■ Supplied material ■
*** Begin section ***

PR #439, opened 2024-10-12
Improve git walking

brianmcgee:
Replaces the use of `go-git` with a simple `git ls-file` for traversing the git index.

## TODO
- [x] rebase after #447 is merged


brianmcgee:
@jfly wouldn't mind your eye on this too 🙏

walk/git.go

*** End section ***

Please output all the lines above exactly as given.

■ The completed task ■
PR #439, opened 2024-10-12
Improve git walking

brianmcgee:
Replaces the use of `go-git` with a simple `git ls-file` for traversing the git index.

## TODO
- [x] rebase after #447 is merged


brianmcgee:
@jfly wouldn't mind your eye on this too 🙏

walk/git.go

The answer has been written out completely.